Will this message convince society? Our experience is that the diversity of consumer traits in tomato does convince a lot of people of the importance of breeding. Whether it will also be persuasive in the biodiversity debate remains to be seen. Protected cultivation of tomatoes is not commonly part of the ‘picture’ that society has when speaking of biodiversity, and genetic diversity among wheat varieties is not very convincing for people who have problems identifying wheat and barley. But in discussions with politicians, … it may help. The next logical question we can expect is: ‘what could you do more?’. We have to see when diversity within a variety could be functional, and then how the uniformity requirements (for farmers, processors and consumers) could be matched with diversity in the field. Could gene editing support the combination of diversity and uniformity?
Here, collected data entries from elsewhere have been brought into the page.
PR #2488, opened 2022-01-07
Add simple examples for create, init, and error handling functions

toji:
Started as trying to address the `Issue:` asking for a robust initialization example and got out of hand. 😄 

None of these example snippets are terribly complex and they're certainly not meant to be exhaustive, but I feel like it's helpful to have little snippets showing how the functions are called in the most basic cases as a way of offsetting the often overwhelming amount of spec prose. I'd also like to start a precedent of having more example code in the spec so that having snippets that demonstrate some of the less obvious cases aren't out of place.

***
<a href="https://pr-preview.s3.amazonaws.com/gpuweb/gpuweb/pull/2488.html" title="Last updated on Jan 10, 2022, 11:39 PM UTC (652dac1)">Preview</a> | <a href="https://pr-preview.s3.amazonaws.com/gpuweb/gpuweb/2488/7cd21b5...652dac1.html" title="Last updated on Jan 10, 2022, 11:39 PM UTC (652dac1)">Diff</a>

### DIFF
--- a/spec/index.bs
+++ b/spec/index.bs
@@ -1438,12 +1438,6 @@ of the destination color space's gamut (e.g. if a Display P3 image is converted 
 
 # Initialization # {#initialization}
 
-## Examples ## {#initialization-examples}
-
-Issue:
-Need a robust example like the one in ErrorHandling.md, which handles all situations.
-Possibly also include a simple example with no handling.
-
 ## navigator.gpu ## {#navigator-gpu}
 
 A {{GPU}} object is available in the {{Window}} and {{DedicatedWorkerGlobalScope}} contexts through the {{Navigator}}
@@ -1541,11 +1535,9 @@ calling {{GPUAdapter/requestDevice()}}.
 </div>
 
 <div class="example">
-    Request a {{GPUAdapter}}:
+    Requesting a {{GPUAdapter}} with no hints:
     <pre highlight="js">
-        const adapter = await navigator.gpu.requestAdapter(/* ... */);
-        const features = adapter.features;
-        // ...
+        const gpuAdapter = await navigator.gpu.requestAdapter();
     </pre>
 </div>
 
@@ -1636,6 +1628,15 @@ enum GPUPowerPreference {
         [=fallback adapters=] should check the {{GPUAdapter}}.{{GPUAdapter/isFallbackAdapter}}
         attribute prior to requesting a {{GPUDevice}}.
 </dl>
+
+<div class="example">
+    Requesting a {{GPUPowerPreference/"high-performance"}} {{GPUAdapter}}:
+    <pre highlight="js">
+        const gpuAdapter = await navigator.gpu.requestAdapter({
+            powerPreference: 'high-performance'
+        });
+    </pre>
+</div>
 
 ## <dfn interface>GPUAdapter</dfn> ## {#gpu-adapter}
 
@@ -1759,6 +1760,14 @@ interface GPUAdapter {
         </div>
 </dl>
 
+<div class="example">
+    Requesting a {{GPUDevice}} with default features and limits:
+    <pre highlight="js">
+        const gpuAdapter = await navigator.gpu.requestAdapter();
+        const gpuDevice = await gpuAdapter.requestDevice();
+    </pre>
+</div>
+
 ### <dfn dictionary>GPUDeviceDescriptor</dfn> ### {#gpudevicedescriptor}
 
 {{GPUDeviceDescriptor}} describes a device request.
@@ -1795,6 +1804,22 @@ dictionary GPUDeviceDescriptor : GPUObjectDescriptorBase {
         reference to WebIDL spec). Or change the entire type to `any` and add back a `dictionary
         GPULimits` and define the conversion of the whole object by reference to WebIDL. -->
 </dl>
+
+<div class="example">
+    Requesting a {{GPUDevice}} with the {{GPUFeatureName/"texture-compression-astc"}} feature if supported:
+    <pre highlight="js">
+        const gpuAdapter = await navigator.gpu.requestAdapter();
+
+        const requiredFeatures = [];
+        if (gpuAdapter.features.has('texture-compression-astc')) {
+            requiredFeatures.push('texture-compression-astc')
+        }
+
+        const gpuDevice = await gpuAdapter.requestDevice({
+            requiredFeatures
+        });
+    </pre>
+</div>
 
 #### <dfn enum>GPUFeatureName</dfn> #### {#gpufeaturename}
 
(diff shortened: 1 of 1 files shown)


spec/index.bs
```diff
@@ -4138,6 +4268,48 @@ Note: two {{GPUPipelineLayout}} objects are considered equivalent for any usage
...
+                binding: 1,
+                resource: texture
+            }, {
+                binding: 2,
+                resource: sampler
+            }]
+        });
+
+        const pipelineLayout = gpuDevice.createPipelineLayout({
+            bindGroupLayouts : [ bindGroupLayout ]
```
kainino0x, line 4308:
```suggestion
            bindGroupLayouts: [bindGroupLayout]
```

spec/index.bs
```diff
@@ -4225,6 +4397,22 @@ same module, they should avoid passing that information to
         </div>
 </dl>
 
+<div class="example">
+    Create a {{GPUShaderModule}} from WGSL code:
```
kainino0x, line 4401: I think it's worthwhile to include both a fragment and vertex entry point in this shader to give exposure to the idea of multiple entry points.

spec/index.bs
```diff
@@ -4225,6 +4397,22 @@ same module, they should avoid passing that information to
...
+    <pre highlight="js">
+        const fragmentSource = \`
+            [[stage(fragment)]]
+            fn fragmentMain() -> [[location(0)]] vec4&lt;f32&gt; {
```
kainino0x, line 4405: Using xmp would avoid needing these escape codes

spec/index.bs
```diff
@@ -5130,6 +5331,26 @@ Issue: define what "compatible" means for render target formats.
...
+    Creating a simple {{GPURenderPipeline}}:
+    <pre highlight="js">
+        const renderPipeline = gpuDevice.createRenderPipeline({
+            layout: pipelineLayout,
+            vertex: {
+                module: vertexShaderModule,
+                entryPoint: 'vertexMain'
+            },
+            fragment: {
+                module: fragmentShaderModule,
```
kainino0x, line 5344: To match, both of these could point to the same shader module.

spec/index.bs
```diff
@@ -9112,6 +9366,24 @@ partial interface GPUDevice {
         - There are no error scopes on the stack.
 </dl>
 
+<div class="example">
+    Using error scopes to capture errors from a {{GPUDevice}} operation that may fail:
+    <pre highlight="js">
+        gpuDevice.pushErrorScope('validation');
+
+        let shadermodule = gpuDevice.createShaderModule({
```
kainino0x, line 9374: It's not super clear yet whether this is the "right" way to capture errors from shader modules. It might change - and also we may stop returning shader errors in error.message. Maybe pick a more evergreen example, like, createSampler with maxAnisotropy=0?

spec/index.bs
```diff
@@ -9112,6 +9366,24 @@ partial interface GPUDevice {
...
+            code: 'Invalid WGSL',
+        });
+
+        gpuDevice.popErrorScope().then((error) => {
+            if (error) {
+                shadermodule = null;
```
kainino0x, line 9380: "The shader module is invalid, so discard it."

spec/index.bs
```diff
@@ -9150,6 +9422,17 @@ partial interface GPUDevice {
 };
 </script>
 
+<div class="example">
+    Listening for uncaptured errors from a {{GPUDevice}}:
+    <pre highlight="js">
+        gpuDevice.addEventListener('uncapturederror', (event) => {
+            if (event.error instanceof GPUValidationError) {
+                console.error(\`An uncaught WebGPU error was raised: ${event.error.message}\`);
```
kainino0x, line 9430:
```suggestion
                console.error(\`An uncaught WebGPU validation error was raised: ${event.error.message}\`);
```

kainino0x (approved):
lgtm with a bunch of little comments. Could you perhaps also delete the old bad example in ErrorHandling.md and have that doc point to this new example?

kvark (commented):
LGTM. My main concern is how we avoid breakage and rot of these examples.
At the very least, we'd want to check that they are:
  1. valid JS
  2. valid use of WebGPU IDL

spec/index.bs
```diff
@@ -1922,6 +1947,67 @@ Issue: `GPUDevice` doesn't really need the cross-origin policy restriction.
...
+                }
+
+                // Request a device.
+                // The promise will reject if invalid options are passed to the optional dictionary.
+                gpuDevice = await gpuAdapter.requestDevice();
+
+                // requestDevice should never return null, but if a valid device request can't be
+                // fulfilled for some reason it may resolve to a device which has already been lost.
+                gpuDevice.lost.then((info) => {
+                    console.error(\`WebGPU device was lost: ${info.message}\`);
```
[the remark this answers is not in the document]
toji: That would be nice, but it's apparently not going to work for this. If I remove the escaping and switch to xmp the backticks here render as:

```
console.error(<code data-opaque bs-autolink-syntax='`WebGPU device was lost: ${info.message}`'>WebGPU device was lost: ${info.message}</code>);
```

spec/index.bs
toji: See previous xmp comment.

toji:
Addressed feedback, thanks!

spec/index.bs
```diff
@@ -1922,6 +1947,68 @@ Issue: `GPUDevice` doesn't really need the cross-origin policy restriction.
...
+            // Request a device.
+            // Note that the promise will reject if invalid options are passed to the optional
+            // dictionary. To avoid the promise rejecting always check any features and limits
+            // against the adapters features and limits prior to calling requestDevice().
+            gpuDevice = await gpuAdapter.requestDevice();
+
+            // requestDevice will never return null, but if a valid device request can't be
+            // fulfilled for some reason it may resolve to a device which has already been lost.
+            // Additionally, devices can be lost at any time after creation, usually for external
+            // reasons (ie: driver updates), so it's a good idea to always handle lost devices
```
kainino0x, line 1982: nit: more common examples to convey that device loss is realistic. (I'd like to say "GPU resource reclamation" but realistically not sure whether browsers will actually do that)

```suggestion
            // reasons (e.g. driver reset or eGPU unplug), so it's a good idea to always handle lost devices
```

kainino0x (approved):

kainino0x:
> LGTM. My main concern is how we avoid breakage and rot of these examples. At the very least, we'd want to check that they are:
> 
> 1. valid JS
> 2. valid use of WebGPU IDL

I'm not too worried about this. If we have invalid JS a developer can figure out the error and fix it. If we have invalid use of the API it would be worse, but the API is fairly stable and not that much is likely to change in these examples. I don't think it's worth blocking having examples at all on build-checks.

kvark (approved):

kainino0x:
From meeting: we should consider validating these against the TypeScript type definitions eventually, especially if we continue adding substantial examples, but doesn't have to be now.

spec/index.bs
toji: I think browser resource management is a good scenario to include, even if it's a hypothetical. It conveys a good sense of "something that can happen during everyday use" rather than "something that only happens in exceptional circumstances or with weird hardware configurations."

Finally, we can also contribute at the species level. Plant breeding is essential to increase the number of crops in European farming systems. The political outcry for more diversity in agricultural landscapes, for more homegrown proteins in the European Union, and for more catch crops, supporting sustainable land use, require breeders to make such species competitive in our farming systems.

We have however some important requirement to formulate good messages: of course, we can only invest in breeding when our breeder’s rights are effectively protected; we can contribute quicker when the full toolbox of the breeder is available to all breeders, including gene editing and cis-genesis, and as a bottom line message we need to say clearly that: only when we have access to diversity, we can contribute to more diversity!

  1. Louwaars, N.P., 2018. Plant Breeding and diversity a troubled relationship? Euphytica 214:114. https//doi.org/10.1007/s10681-018-2192-5.
  2. Le Buanec B, 2018, La diversité génétique en agriculture. In: Reignault-Roger C (Dir.): Idées reçues en agriculture, parole à la science. Académie d’Agriculture de France. Presses des Mines editor, pp 169-186.
  3. vdWouw: Van der Wouw MJ, Van Hintum TJL, Kik C, Van Treuren R, Visser L, 2010. Genetic diversity trends in twentieth century crop cultivars: a meta analysis. Theoretical and Applied Genetics 120(6): 1241-1252
  4. Schouten HJ, Tikunov Y, Verkerke W, Finkers R, Bovy A, Bai Y, Visser RGF, 2019. Breeding has increased the diversity of cultivated tomato in The Netherlands. Frontiers in Plant Science v10.